Summary: In 1930s Munich, danger lurks behind dark corners, and secrets are buried deep within the city. But Gretchen Müller, who grew up in the National Socialist Party under the wing of her "uncle" Dolf, has been shielded from that side of society ever since her father traded his life for Dolf's, and Gretchen is his favorite, his pet.

Uncle Dolf is none other than Adolf Hitler.

And Gretchen follows his every command.

Until she meets a fearless and handsome young Jewish reporter named Daniel Cohen. Gretchen should despise Daniel, yet she can't stop herself from listening to his story: that her father, the adored Nazi martyr, was actually murdered by an unknown comrade. She also can't help the fierce attraction brewing between them, despite everything she's been taught to believe about Jews.

As Gretchen investigates the very people she's always considered friends, she must decide where her loyalties lie. Will she choose the safety of her former life as a Nazi darling, or will she dare to dig up the truth—even if it could get her and Daniel killed?

The Good, the Bad, and the Ugly: Holy cheese and crackers, everyone, this book... As I write this review, I'm still suffering from the book hangover it gave me.  It is easily one of the best historical fiction novels I've ever read.  Gretchen is an amazing character.  She practically thinks "Uncle Dolf" hung the moon, which I found interesting and disturbing all at once.  The characterization of most everyone was downright amazing.  It was creepy to see Adolf Hitler through adoring eyes, particularly since we all know what he turned out to be.  I loved the psychoanalytics and how they played into the plot line as Gretchen learned and realized what "Uncle Dolf" and her brother really were.  I loved the setting and how it just felt so real.  Nothing is overly descriptive, but I felt like I was in 1930s Munich.  It was good to see real characters woven into the plot, like Geli and Eva, along with Hitler's henchmen (best way to describe them).  I had just read up a bit on Adolf Hitler before starting this book, so I worried where things with Geli would go.  I won't spoil anything, but Anne keeps it historically accurate and I commend her for that.  I've always known Hitler was spine-chilling and downright disturbing, but as Gretchen started to discover his true colors, so did I.  I learned the more intimate details of what made him so psychopathic and creepy.  I think that's a sign of a good author, that I was able to rediscover this real life villain.
One of the few things I didn't like was how quickly Gretchen seemed to accept the Jewish people.  Obviously we all know they aren't the threat that Hitler claimed they were, but Gretchen had been taught for many years how horrible they were and she seemed to too readily believe Daniel and become a Jewish supporter.  Additionally, one of the major parts of the plot is Gretchen solving the mystery of who murdered her father.  I saw the reveal coming just a bit and anticipated who it would be, but I think anyone really could.
Language and romance were fairly clean.  Violence was the worst.  It wasn't as bad as it is in Rose Under Fire or other books that tell the horrors of concentration camps, but it could definitely be graphic at times.

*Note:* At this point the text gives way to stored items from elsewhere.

PR #387, opened 2023-09-28
fix: change page while loading data

cbt1:
Fixes an issue where data from previous page could end up on the new page.

It could be reproduces in the following way:
1. Go to last page
2. Scroll down to bottom. Should be more than 50 rows on the page and the call to `getHyperCubePivotData` have to be slow.
3. Go to first page.

Now the data from the last page would be rendered on the first page.

### DIFF
--- a/src/pivot-table/hooks/use-data-model.ts
+++ b/src/pivot-table/hooks/use-data-model.ts
@@ -3,6 +3,7 @@ import { useCallback, useMemo } from "react";
 import { Q_PATH } from "../../constants";
 import type { Model } from "../../types/QIX";
 import type { DataModel, ExpandOrCollapser, FetchMoreData, PageInfo } from "../../types/types";
+import useMutableProp from "./use-mutable-prop";
 
 export interface UseDataModelProps {
   model: Model;
@@ -11,6 +12,7 @@ export interface UseDataModelProps {
 }
 
 export default function useDataModel({ model, nextPageHandler, pageInfo }: UseDataModelProps): DataModel {
+  const currentPage = useMutableProp(pageInfo.page);
   const genericObjectModel = model as EngineAPI.IGenericObject | undefined;
 
   const collapseLeft = useCallback<ExpandOrCollapser>(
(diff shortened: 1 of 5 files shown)


src/pivot-table/hooks/use-data-model.ts
```diff
@@ -54,15 +56,16 @@ export default function useDataModel({ model, nextPageHandler, pageInfo }: UseDa
         };
 
         const [pivotPage] = await genericObjectModel.getHyperCubePivotData(Q_PATH, [nextArea]);
-        nextPageHandler(pivotPage);
 
-        return true;
+        // Guard against page changes
+        if (currentPage.current === pageInfo.page) {
+          nextPageHandler(pivotPage);
+        }
```
a-m-dev, line 63: if we change page, since `usePagination` is in supernova level -> it will trigger a completely new render. That means `useDataModel` hook will get triggered from scratch but with new arguments (which happen to has new `pageInfo.page` value)

This means the if check here will always going to be true in case of page change? (or maybe i'm missing something)

cbt1: > if we change page, since usePagination is in supernova level -> it will trigger a completely new render.

Yes

> That means useDataModel hook will get triggered from scratch but with new arguments (which happen to has new pageInfo.page value)

Yes

> This means the if check here will always going to be true in case of page change? (or maybe i'm missing something)

I think if it like this: when new page is rendered, the "old" fetch is still doing it's work and once completed, it stil holds a reference to the old `pageInfo` object. So the `pageInfo` is an old reference bound when creating the function. Even if the the callback function been re-created from scratch.

While `currentPage` will always point to the actual current page not some old reference.

a-m-dev: this explanation makes sense based on the bounded context that holds the prev page info, while it's still currently doing it's job in call stack. 

but one suggestion here would be using [AbortController() api](https://developer.mozilla.org/en-US/docs/Web/API/AbortController) around the fetch request and in case of page changes while still request is in progress, just simply cancel the fetch call. 

That way we have a controlled fetch which would prevent this behaviour, but I'm not sure how could we integrate it with our rpc call to engine. 

but it's not end of the world so, let's get this one in then we could figure it out later if it was possible.

a-m-dev (approved):

src/pivot-table/hooks/use-data-model.ts
cbt1: AbortController would be nice but as far as I know you cannot use that to abort a Promise. It's for `Fetch` only.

The Verdict: I already want the sequel.  At the end of the author's note, Anne said, "I'll meet you again in 1933, five weeks after a certain Austrian politician has been named Germany's newest chancellor..."  Basically, I'm already making grabby hands for book 2, and it's not even listed on Goodreads yet!  But that tells you just how amazing Prisoner of Night and Fog is.  Not one minute is dull, as I've often found historical fiction can be, and you'll be on the edge of your seat, hoping Gretchen and Co. will make it out alive.


I also had the honor of interviewing Anne Blankman.  She had some great answers, including one that made me laugh aloud.

Emma: What particularly inspired you to write PRISONER OF NIGHT AND FOG?
Anne: The idea for this story came to me after I learned about Geli Raubal, Hitler's beloved half niece who shared his Munich apartment. I couldn't stop wondering what it must have been like to be a young girl growing up within the Nazi elite's inner circle--and if it would have been possible to break free from it. I needed the freedom of a fictional main character, though, so Gretchen Müller was born (although I should add that Geli is a character, too!).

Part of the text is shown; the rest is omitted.